___ DATA PROVIDED

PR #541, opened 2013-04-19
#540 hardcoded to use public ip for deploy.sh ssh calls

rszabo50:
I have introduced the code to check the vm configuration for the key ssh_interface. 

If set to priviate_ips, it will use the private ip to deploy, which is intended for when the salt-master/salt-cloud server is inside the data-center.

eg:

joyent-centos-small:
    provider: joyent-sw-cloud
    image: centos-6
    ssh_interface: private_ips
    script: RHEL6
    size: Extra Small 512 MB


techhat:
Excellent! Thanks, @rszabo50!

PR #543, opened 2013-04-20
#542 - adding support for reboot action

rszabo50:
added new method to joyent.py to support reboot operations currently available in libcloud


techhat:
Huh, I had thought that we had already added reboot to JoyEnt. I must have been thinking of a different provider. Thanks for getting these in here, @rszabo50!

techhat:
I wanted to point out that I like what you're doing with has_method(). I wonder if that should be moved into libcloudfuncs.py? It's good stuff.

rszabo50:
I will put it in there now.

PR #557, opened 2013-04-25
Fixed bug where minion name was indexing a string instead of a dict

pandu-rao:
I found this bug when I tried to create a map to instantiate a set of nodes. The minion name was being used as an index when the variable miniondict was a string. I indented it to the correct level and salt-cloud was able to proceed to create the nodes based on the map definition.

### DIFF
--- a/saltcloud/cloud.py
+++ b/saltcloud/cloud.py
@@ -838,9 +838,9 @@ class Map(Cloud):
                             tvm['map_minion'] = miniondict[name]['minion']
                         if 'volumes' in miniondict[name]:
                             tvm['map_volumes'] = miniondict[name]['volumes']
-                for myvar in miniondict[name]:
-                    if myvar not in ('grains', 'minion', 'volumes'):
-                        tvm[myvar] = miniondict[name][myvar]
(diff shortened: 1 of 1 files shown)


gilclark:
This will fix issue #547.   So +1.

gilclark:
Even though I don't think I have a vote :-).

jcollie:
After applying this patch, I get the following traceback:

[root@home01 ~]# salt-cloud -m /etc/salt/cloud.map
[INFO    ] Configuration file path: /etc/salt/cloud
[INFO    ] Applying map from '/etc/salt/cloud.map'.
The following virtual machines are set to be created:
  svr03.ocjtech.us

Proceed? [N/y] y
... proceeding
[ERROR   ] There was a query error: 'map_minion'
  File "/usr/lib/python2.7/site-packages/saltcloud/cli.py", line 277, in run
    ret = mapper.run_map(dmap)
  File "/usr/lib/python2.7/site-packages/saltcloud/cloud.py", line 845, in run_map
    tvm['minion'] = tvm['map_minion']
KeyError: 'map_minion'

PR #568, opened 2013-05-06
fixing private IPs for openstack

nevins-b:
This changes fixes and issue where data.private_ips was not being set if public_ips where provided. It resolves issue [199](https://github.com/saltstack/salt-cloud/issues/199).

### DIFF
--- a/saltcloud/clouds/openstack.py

______

_AIM OF THE EXERCISE_.
Using the entries above, repeat only the lines from the one containing "#540 hardcoded to" through the one containing "I have introduced", end lines included.

_SOLUTION FOR THIS EXERCISE_.
#540 hardcoded to use public ip for deploy.sh ssh calls

rszabo50:
I have introduced the code to check the vm configuration for the key ssh_interface. 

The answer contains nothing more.